Hence, both sides of the addition theorem coincide in the even case. For an odd index the left-hand side is ${\displaystyle {}0}$. Since in the cosine series only even exponents occur, it follows that in the Cauchy product of the two cosine series only exponents of the form ${\displaystyle {}x^{i}y^{j}}$ with ${\displaystyle {}i,j}$ even occur. Since in the sine series only odd exponents occur, it follows that in the Cauchy product of the two sine series only exponents of the form ${\displaystyle {}x^{i}y^{j}}$ with ${\displaystyle {}i+j}$ even occur. Therefore terms of the form ${\displaystyle {}x^{i}y^{j}}$ with ${\displaystyle {}i+j}$ odd occur neither on the left nor on the right-hand side. The addition theorem for sine is proved in a similar way.

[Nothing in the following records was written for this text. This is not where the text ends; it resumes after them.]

PR #183, opened 2019-02-04
main: Execute sys.argv[0] on Windows

carlescufi:
On Windows, sys.argv[0] is the path to an executable (.exe)
instead of a Python script. Execute that file directly instead
of relying on Python to do so.

### DIFF
--- a/src/west/main.py
+++ b/src/west/main.py
@@ -505,7 +505,13 @@ def main(argv=None):
     except WestUpdated:
         # West has been automatically updated. Restart ourselves to run the
         # latest version, with the same arguments that we were given.
-        os.execv(sys.executable, [sys.executable] + [sys.argv[0]] + argv)
+        log.dbg("sys.executable:\"{}\" sys.argv[0]:\"{}\" argv:\"{}\"".format(
+                sys.executable, sys.argv[0], argv))
+        if sys.platform == "win32":
+            # On Windows Python generates .exe executables
+            os.execv(sys.argv[0], argv)
+        else:
+            os.execv(sys.executable, [sys.executable] + [sys.argv[0]] + argv)
     except KeyboardInterrupt:
         sys.exit(0)
     except CalledProcessError as cpe:


src/west/main.py
```diff
@@ -505,7 +505,13 @@ def main(argv=None):
     except WestUpdated:
         # West has been automatically updated. Restart ourselves to run the
         # latest version, with the same arguments that we were given.
-        os.execv(sys.executable, [sys.executable] + [sys.argv[0]] + argv)
+        log.inf("sys.executable:\"{}\" sys.argv[0]:\"{}\" argv:\"{}\"".format(
```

(4). From the addition theorem for cosine, applied to ${\displaystyle {}y:=-x}$, and because of (2), we get

{\displaystyle {}{\begin{aligned}1&=\cos 0\\&=\cos {\left(x-x\right)}\\&=\cos x\cdot \cos {\left(-x\right)}-\sin x\cdot \sin {\left(-x\right)}\\&=\cos x\cdot \cos x+\sin x\cdot \sin x.\end{aligned}}}
${\displaystyle \Box }$

The last statement in this theorem means that the pair ${\displaystyle {}(\cos x,\sin x)}$ is a point on the unit circle ${\displaystyle {}{\left\{(u,v)\mid u^{2}+v^{2}=1\right\}}}$. We will see later that every point of the unit circle might be written as ${\displaystyle {}(\cos x,\sin x)}$, where ${\displaystyle {}x}$ is an angle. Here, ${\displaystyle {}2\pi }$ encounters as a period length, where indeed we define ${\displaystyle {}\pi }$ via the trigonometric functions.